Brick-and-mortar retailers aren’t going gently into that good night as online competitors continue to make gains, a new report found.
To fight what CB Insights calls the “retail apocalypse,” or the recent decline of traditional retail in malls because of the rise of e-commerce, retailers are embracing new technology, partnering with startups and reformatting their stores to attract and serve customers, according to its “Surviving the Retail Apocalypse” report released last week.
In 2017, almost 7,000 brick-and-mortar brands, including Sports Authority and Toys R Us, closed in the United States. Still, some retailers are growing. For instance, Target plans to open 35 stores in 2018, while Dollar General plans to add 900 to its 14,000 existing locations. Many of the successful retailers fall across the home goods, grocery, discount and fast fashion categories, and all of them are using pricing, product and operations, and customer experience strategies to remain competitive.
One reason that discount retailers such as Target and Dollar General are thriving is the widening income gap in the country. But innovative uses of technology are also coming into play. For instance, grocery store Kroger is using digital pricing technology called the Kroger Edge in 200 of its stores.

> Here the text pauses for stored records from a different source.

PR #144, opened 2015-04-27
Huge bugfix in ASCIIParser (unit change was not updated...)

SylvainPlessis:
This is a very important bug fix: in the ascii parser, I forgot to update the transport mass definition when we switched to SI units (or got mingled in the parsing PR horror).

This corrects this and adds a few optimizations/constant values management upgrade in the viscosities and diffusion kinetics theory models.

This PR should be merged as soon as possible.  It will very probably require to update the values for the new test in the PR#141.

### DIFF
--- a/src/diffusion/include/antioch/molecular_binary_diffusion.h
+++ b/src/diffusion/include/antioch/molecular_binary_diffusion.h
@@ -171,10 +171,10 @@ namespace Antioch{
      _i(si.species()),
      _j(sj.species()),
      _reduced_mass((si.species() == sj.species())?CoeffType(0.5L) * si.M():(si.M() * sj.M()) / (si.M() + sj.M())), // kg/mol
-     _xi((si.polar() == sj.polar())?1L:this->composed_xi(si,sj)),
-     _reduced_LJ_diameter(CoeffType(0.5) * (si.LJ_diameter() + sj.LJ_diameter()) * Units<CoeffType>("ang").get_SI_factor() * ant_pow(_xi,-CoeffType(1)/CoeffType(6))), // 1/2 * (sigma_1 + sigma_2) * xi^(-1/6)
+     _xi((si.polar() == sj.polar())?1:this->composed_xi(si,sj)),
+     _reduced_LJ_diameter(CoeffType(0.5L) * (si.LJ_diameter() + sj.LJ_diameter()) * Units<CoeffType>("ang").get_SI_factor() * ant_pow(_xi,-CoeffType(1)/CoeffType(6))), // 1/2 * (sigma_1 + sigma_2) * xi^(-1/6)
      _reduced_LJ_depth(ant_sqrt(si.LJ_depth() * sj.LJ_depth())  * _xi * _xi), // sqrt(eps_1 * eps_2) * xi^2
-     _reduced_dipole_moment((CoeffType(1e-7) * ant_pow(Constants::light_celerity<CoeffType>(),2)) * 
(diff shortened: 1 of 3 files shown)


src/diffusion/include/antioch/molecular_binary_diffusion.h
```diff
@@ -248,12 +248,11 @@ namespace Antioch{
   {
      _i                     = si.species();
      _j                     = sj.species();
-     _reduced_mass          = (si.species() == sj.species())?si.M():(si.M() * sj.M()) / (si.M() + sj.M());
-     _reduced_dipole_moment = ant_sqrt(si.dipole_moment() * sj.dipole_moment());
+     _reduced_mass          = (si.species() == sj.species())?CoeffType(0.5L) * si.M():(si.M() * sj.M()) / (si.M() + sj.M());
      _xi                    = (si.polar() == sj.polar())?1:this->composed_xi(si,sj);
-     _reduced_LJ_diameter   = CoeffType(0.5) * (si.LJ_diameter() + sj.LJ_diameter()) * Units<CoeffType>("ang").get_SI_factor() * ant_pow(_xi,-CoeffType(1)/CoeffType(6));
+     _reduced_LJ_diameter   = CoeffType(0.5L) * (si.LJ_diameter() + sj.LJ_diameter()) * Units<CoeffType>("ang").get_SI_factor() * ant_pow(_xi,-CoeffType(1)/CoeffType(6));
```
roystgnr: This wasn't necessary; 0.5 is exactly representable as a double

src/diffusion/include/antioch/molecular_binary_diffusion.h
```diff
@@ -184,9 +184,9 @@ namespace Antioch{
         3/16 * sqrt ( 2 * kb / (Navo * pi) )
 */
       _coefficient(CoeffType(0.1875e-25L) * ant_sqrt(2 * Constants::Boltzmann_constant<CoeffType>() * CoeffType(1e25)  /
-                                                            (Constants::Avogadro<CoeffType>() * CoeffType(1e-25) * Constants::pi<CoeffType>())
-                                                          )
-                                         / ( sqrt(_reduced_mass) * (_reduced_LJ_diameter * _reduced_LJ_diameter) )
+                                                      (_reduced_mass * Constants::Avogadro<CoeffType>() * CoeffType(1e-25L) * Constants::pi<CoeffType>())
```
roystgnr: Where did the sqrt() go?

SylvainPlessis: into ant_sqrt()

SylvainPlessis:
Is there a easy way to know which real numbers are exactly representable as double, or do you need to achieve Roy-level understanding of computers?

It would make my life greatly easier if option one is the answer.

Thanks Roy for the remark :smile:

src/diffusion/include/antioch/molecular_binary_diffusion.h
roystgnr: Ah; didn't notice the parenthesis change.

roystgnr:
Rule of thumb for most practical cases: Write it out as a fraction; if the denominator is a power of 2, and neither numerator nor denominator are crazy-huge, then the floating point representation will be exact.  0.5 and 0.875 work, for example; 0.9 doesn't.  The definition of "crazy-huge" depends on 32-bit vs 64-bit etc. but even for float you get to have a numerator in the millions.

roystgnr:
:+1: when @pbauman is happy, by the way

pbauman:
:+1:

Using that, the stores can instantly change prices or offer promotions without having to retag and relabel everything in the store, the report said.
Startup companies are helping retailers optimize pricing through artificial intelligence, or AI, and the Internet of Things, or IoT. Shelfbucks, for instance, uses IoT sensors to track the success of in-store pricing.
In terms of streamlining products and operations, many retailers are increasingly developing private labels to help build brand loyalty, CB Insights analyst Natan Reddy said in a web presentation about the report. Think of Target and its Market Pantry food label and Cat & Jack children’s clothing line, for instance.
Other retailers are streamlining their supply chains to get products out quickly. Clothing store Zara, which caters to changing fashion trends, can take a product from design to rack in 25 days, Reddy said. What’s more, they make a limited supply so they can quickly pivot style. That also reduces the risk involved in making a lot of something that doesn’t sell well, he added.
Startups here aim to help retailers, too. France-based Vekia uses an AI-powered platform to provide inventory and logistics optimization. Additionally, retailers are upping their game with their delivery capabilities, especially following Amazon’s acquisition of Whole Foods. Walmart acquired a digital startup called Parcel to help with same-day and last-mile deliveries. Still, Walmart’s growth slowed recently, which Reddy said was likely a result of its inability to manage the flow of products during the holiday season, particularly against Amazon, a major competitor.
Lastly, retailers are trying to elevate in-store customer experiences. For instance, a New York City Nike store has a basketball court and treadmill. Cameras record customers’ use of those so that staff can provide expert advice on the best footwear and apparel to suit their needs and up their game. Apple stores led the way in creating not just shopping space but also a gathering place free of cash registers and long lines, Reddy said.
Technology has a role here, too. Cosmetics giant Sephora partnered with ModiFace to let people “try on” makeup using an app before they buy it.